* **What you are asked to do**
Count the lines of data below that include "know". Provide only the number.

* **Provided records**
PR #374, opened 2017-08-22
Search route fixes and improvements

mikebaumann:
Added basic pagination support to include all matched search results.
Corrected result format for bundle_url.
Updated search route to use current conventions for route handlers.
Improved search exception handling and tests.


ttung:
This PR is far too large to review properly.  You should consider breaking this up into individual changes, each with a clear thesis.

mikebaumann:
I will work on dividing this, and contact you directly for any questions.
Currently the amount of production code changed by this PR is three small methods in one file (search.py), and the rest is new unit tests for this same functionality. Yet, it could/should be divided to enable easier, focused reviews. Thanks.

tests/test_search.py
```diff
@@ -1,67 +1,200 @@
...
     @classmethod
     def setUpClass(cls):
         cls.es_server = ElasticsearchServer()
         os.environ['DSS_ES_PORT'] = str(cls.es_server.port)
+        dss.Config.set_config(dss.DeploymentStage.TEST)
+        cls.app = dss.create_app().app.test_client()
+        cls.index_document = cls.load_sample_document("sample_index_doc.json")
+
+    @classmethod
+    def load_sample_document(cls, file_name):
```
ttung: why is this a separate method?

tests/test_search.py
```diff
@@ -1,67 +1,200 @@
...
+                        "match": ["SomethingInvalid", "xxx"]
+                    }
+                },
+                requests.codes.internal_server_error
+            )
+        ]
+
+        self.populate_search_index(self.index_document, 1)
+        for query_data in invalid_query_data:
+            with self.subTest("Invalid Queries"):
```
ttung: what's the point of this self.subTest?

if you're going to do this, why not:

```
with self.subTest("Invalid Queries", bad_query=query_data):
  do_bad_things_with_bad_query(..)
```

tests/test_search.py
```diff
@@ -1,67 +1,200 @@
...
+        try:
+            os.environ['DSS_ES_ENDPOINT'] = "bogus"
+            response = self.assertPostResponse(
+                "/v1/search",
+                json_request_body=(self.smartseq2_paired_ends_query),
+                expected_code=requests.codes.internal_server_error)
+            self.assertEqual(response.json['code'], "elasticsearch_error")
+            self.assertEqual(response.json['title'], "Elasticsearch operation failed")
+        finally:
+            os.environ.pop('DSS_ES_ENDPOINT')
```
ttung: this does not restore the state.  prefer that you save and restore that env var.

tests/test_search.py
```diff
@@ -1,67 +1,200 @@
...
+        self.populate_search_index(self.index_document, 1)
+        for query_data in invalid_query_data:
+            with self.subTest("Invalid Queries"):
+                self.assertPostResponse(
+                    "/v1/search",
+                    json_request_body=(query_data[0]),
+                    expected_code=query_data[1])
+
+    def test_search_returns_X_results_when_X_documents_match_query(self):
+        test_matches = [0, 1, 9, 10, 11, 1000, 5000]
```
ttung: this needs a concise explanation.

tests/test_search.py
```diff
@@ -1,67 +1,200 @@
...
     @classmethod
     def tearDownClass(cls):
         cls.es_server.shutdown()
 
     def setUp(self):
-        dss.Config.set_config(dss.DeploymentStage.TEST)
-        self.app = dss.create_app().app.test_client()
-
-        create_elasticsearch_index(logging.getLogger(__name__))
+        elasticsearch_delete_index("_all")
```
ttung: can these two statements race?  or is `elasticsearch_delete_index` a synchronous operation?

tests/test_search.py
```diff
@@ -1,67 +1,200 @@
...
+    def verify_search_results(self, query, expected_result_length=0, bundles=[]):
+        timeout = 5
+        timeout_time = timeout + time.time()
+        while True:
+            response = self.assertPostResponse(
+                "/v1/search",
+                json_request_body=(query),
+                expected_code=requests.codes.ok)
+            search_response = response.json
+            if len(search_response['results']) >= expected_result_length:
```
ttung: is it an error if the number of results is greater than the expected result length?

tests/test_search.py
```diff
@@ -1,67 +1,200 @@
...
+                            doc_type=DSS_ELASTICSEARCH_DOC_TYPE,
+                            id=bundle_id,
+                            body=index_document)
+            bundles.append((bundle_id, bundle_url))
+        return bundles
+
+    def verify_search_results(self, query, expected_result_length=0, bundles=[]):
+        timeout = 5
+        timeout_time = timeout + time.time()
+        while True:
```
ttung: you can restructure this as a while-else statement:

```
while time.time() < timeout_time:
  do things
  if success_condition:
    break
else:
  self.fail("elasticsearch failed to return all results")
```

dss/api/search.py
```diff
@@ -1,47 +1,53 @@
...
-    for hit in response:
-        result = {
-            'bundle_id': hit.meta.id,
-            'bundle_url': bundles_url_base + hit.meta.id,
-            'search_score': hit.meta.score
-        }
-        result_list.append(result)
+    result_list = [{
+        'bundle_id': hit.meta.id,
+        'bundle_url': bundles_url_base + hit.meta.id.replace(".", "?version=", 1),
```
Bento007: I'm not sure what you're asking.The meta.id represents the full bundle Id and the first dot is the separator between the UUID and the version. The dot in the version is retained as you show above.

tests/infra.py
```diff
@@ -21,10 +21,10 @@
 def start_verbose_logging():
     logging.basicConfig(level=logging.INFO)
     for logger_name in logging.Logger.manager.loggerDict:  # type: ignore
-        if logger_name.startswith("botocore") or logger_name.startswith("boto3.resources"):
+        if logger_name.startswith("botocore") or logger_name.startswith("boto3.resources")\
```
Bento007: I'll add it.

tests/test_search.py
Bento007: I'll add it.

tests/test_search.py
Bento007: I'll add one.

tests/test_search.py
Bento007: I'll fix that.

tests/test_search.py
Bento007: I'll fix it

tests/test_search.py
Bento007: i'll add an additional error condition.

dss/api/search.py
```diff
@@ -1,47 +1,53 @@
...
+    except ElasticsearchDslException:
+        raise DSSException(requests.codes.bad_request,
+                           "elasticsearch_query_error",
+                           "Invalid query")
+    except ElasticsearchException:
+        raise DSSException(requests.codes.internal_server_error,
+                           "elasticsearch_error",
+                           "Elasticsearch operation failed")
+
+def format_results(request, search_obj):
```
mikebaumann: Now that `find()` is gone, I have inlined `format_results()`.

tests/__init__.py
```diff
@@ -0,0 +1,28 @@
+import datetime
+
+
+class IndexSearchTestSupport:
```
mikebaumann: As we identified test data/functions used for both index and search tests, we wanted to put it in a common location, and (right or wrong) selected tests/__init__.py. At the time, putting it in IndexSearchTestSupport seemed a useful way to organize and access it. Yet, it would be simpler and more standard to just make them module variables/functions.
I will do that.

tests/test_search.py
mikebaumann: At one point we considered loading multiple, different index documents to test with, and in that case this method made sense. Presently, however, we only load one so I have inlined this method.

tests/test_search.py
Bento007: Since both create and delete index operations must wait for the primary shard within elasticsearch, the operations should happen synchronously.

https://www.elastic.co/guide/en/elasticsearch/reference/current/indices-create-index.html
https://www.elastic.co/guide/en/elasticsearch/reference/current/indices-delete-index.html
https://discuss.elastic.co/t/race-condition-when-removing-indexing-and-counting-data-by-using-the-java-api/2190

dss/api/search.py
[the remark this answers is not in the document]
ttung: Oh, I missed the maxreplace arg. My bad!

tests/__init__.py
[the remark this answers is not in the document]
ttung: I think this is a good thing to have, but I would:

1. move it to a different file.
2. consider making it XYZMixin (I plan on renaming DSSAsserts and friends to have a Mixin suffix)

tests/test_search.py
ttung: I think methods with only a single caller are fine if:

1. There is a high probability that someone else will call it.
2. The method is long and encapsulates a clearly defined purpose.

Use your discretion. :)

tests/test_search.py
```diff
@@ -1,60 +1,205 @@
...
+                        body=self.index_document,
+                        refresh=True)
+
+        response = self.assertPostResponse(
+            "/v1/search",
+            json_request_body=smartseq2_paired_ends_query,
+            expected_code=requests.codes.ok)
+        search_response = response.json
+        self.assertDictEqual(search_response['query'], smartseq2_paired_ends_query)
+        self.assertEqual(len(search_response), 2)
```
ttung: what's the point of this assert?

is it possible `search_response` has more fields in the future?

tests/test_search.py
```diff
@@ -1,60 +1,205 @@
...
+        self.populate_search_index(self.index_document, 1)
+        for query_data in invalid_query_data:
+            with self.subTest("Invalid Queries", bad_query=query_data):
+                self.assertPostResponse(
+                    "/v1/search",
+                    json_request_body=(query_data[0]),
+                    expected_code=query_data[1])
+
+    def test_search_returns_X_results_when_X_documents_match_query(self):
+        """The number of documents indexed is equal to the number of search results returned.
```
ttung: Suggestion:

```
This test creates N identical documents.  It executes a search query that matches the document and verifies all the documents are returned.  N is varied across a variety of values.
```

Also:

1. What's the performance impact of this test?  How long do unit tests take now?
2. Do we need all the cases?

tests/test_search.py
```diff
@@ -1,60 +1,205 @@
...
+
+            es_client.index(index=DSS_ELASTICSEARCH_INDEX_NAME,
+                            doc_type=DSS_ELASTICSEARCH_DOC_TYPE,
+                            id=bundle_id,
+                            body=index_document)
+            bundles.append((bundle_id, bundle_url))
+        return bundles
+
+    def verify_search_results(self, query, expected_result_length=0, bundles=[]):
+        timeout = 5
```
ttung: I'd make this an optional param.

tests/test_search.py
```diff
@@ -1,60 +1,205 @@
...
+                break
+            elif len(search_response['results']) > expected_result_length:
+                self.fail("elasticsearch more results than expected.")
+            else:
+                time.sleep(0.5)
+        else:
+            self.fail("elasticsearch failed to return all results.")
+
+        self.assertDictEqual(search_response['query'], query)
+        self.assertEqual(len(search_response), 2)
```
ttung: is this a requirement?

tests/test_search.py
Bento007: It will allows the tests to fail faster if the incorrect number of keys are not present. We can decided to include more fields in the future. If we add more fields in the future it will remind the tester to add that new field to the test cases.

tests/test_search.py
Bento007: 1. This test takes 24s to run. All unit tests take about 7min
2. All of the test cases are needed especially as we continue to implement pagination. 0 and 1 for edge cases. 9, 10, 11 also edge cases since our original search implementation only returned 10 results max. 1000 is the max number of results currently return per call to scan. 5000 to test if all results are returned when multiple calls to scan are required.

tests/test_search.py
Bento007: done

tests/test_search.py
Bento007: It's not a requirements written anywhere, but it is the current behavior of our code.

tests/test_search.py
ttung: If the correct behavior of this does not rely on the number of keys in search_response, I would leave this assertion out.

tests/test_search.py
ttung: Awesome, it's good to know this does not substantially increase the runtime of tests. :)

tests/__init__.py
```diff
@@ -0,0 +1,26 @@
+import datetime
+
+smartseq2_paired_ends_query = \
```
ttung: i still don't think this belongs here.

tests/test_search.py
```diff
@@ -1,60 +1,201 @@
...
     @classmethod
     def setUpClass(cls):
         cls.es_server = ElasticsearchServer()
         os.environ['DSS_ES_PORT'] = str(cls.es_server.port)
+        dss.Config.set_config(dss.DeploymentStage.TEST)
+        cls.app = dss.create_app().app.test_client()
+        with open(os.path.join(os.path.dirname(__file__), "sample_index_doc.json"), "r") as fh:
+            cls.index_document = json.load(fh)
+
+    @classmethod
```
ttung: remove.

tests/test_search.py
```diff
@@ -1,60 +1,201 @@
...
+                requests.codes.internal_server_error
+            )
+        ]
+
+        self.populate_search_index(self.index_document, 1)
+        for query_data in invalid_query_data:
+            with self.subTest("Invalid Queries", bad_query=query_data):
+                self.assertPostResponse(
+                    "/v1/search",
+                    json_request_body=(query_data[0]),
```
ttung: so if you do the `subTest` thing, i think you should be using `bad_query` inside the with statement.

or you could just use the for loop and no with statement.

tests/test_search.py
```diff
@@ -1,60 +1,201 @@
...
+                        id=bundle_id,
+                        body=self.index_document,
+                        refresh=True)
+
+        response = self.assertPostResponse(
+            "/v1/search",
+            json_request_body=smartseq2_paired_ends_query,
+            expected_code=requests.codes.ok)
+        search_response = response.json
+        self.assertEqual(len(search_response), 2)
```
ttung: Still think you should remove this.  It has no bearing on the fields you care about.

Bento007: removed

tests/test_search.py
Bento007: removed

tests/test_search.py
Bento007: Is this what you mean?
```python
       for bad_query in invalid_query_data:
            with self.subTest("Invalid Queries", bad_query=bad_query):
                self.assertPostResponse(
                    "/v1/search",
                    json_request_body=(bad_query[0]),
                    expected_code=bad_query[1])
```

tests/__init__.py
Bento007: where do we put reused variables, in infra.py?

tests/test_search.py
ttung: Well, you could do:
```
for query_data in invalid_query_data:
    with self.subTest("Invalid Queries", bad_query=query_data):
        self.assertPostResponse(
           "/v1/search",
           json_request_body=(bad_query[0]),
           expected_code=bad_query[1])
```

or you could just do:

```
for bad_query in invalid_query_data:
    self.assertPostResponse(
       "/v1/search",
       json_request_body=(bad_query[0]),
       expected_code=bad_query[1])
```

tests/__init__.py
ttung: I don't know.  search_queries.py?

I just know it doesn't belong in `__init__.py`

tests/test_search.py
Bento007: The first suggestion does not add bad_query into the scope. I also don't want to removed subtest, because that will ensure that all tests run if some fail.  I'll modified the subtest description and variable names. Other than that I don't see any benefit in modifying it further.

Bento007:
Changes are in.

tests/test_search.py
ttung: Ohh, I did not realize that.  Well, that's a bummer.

* **Solution to this problem**
3